● Problem statement
Please transcribe every record below exactly as written.

(Data excerpts)
-=-=-

PR #417, opened 2020-11-01
Revert "Channel leaks (#413)"

arnetheduck:
This reverts commit 1de1d49223505a44535fa8835d1c0c65fc4c00fb.

The leak fix seems to turn the leak into deadlock which occasionally causes nbc to freeze when requesting blocks and similar issues - this needs more investigation before going in - it could potentially be the gossipsub 1.1 upgrade but that seems less likely since the lockups are related to fetching blocks.

Don't have a perfect repro, but syncing and reconnecting wifi make the symptoms show, including large differences between libp2p and nbc peer counts and sync requests that don't end for hours (even when they should time out)

### DIFF
--- a/libp2p/muxers/mplex/lpchannel.nim
+++ b/libp2p/muxers/mplex/lpchannel.nim
@@ -66,6 +66,12 @@ proc open*(s: LPChannel) {.async, gcsafe.} =
 method closed*(s: LPChannel): bool =
   s.closedLocal
 
+proc closeUnderlying(s: LPChannel): Future[void] {.async.} =
+  ## Channels may be closed for reading and writing in any order - we'll close
+  ## the underlying bufferstream when both directions are closed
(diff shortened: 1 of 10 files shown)


dryajov:
It would be useful for further troubleshooting to provide a trace of a conversation that shows this behavior, or at least instructions on how to obtain the trace. This would be highly appreciated.

dryajov:
In addition to this, I have observed a few long lived connections (several hours), but upon inspection, this do seem to be legitimate and I see data being passed back and forth. Having a trace that identifies the issue you describe here would help filter this legit connections from pure hangs.

arnetheduck:
https://paste.c-net.org/LickingStrips shows the behaviour - you can see the dead connection in syncmanager, stuch in `D`, ie waiting for a download request to finish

-=-=-

● Response to this task
PR #417, opened 2020-11-01
Revert "Channel leaks (#413)"

arnetheduck:
This reverts commit 1de1d49223505a44535fa8835d1c0c65fc4c00fb.

The leak fix seems to turn the leak into deadlock which occasionally causes nbc to freeze when requesting blocks and similar issues - this needs more investigation before going in - it could potentially be the gossipsub 1.1 upgrade but that seems less likely since the lockups are related to fetching blocks.

Don't have a perfect repro, but syncing and reconnecting wifi make the symptoms show, including large differences between libp2p and nbc peer counts and sync requests that don't end for hours (even when they should time out)

### DIFF
--- a/libp2p/muxers/mplex/lpchannel.nim
+++ b/libp2p/muxers/mplex/lpchannel.nim
@@ -66,6 +66,12 @@ proc open*(s: LPChannel) {.async, gcsafe.} =
 method closed*(s: LPChannel): bool =
   s.closedLocal
 
+proc closeUnderlying(s: LPChannel): Future[void] {.async.} =
+  ## Channels may be closed for reading and writing in any order - we'll close
+  ## the underlying bufferstream when both directions are closed
(diff shortened: 1 of 10 files shown)


dryajov:
It would be useful for further troubleshooting to provide a trace of a conversation that shows this behavior, or at least instructions on how to obtain the trace. This would be highly appreciated.

dryajov:
In addition to this, I have observed a few long lived connections (several hours), but upon inspection, this do seem to be legitimate and I see data being passed back and forth. Having a trace that identifies the issue you describe here would help filter this legit connections from pure hangs.

arnetheduck:
https://paste.c-net.org/LickingStrips shows the behaviour - you can see the dead connection in syncmanager, stuch in `D`, ie waiting for a download request to finish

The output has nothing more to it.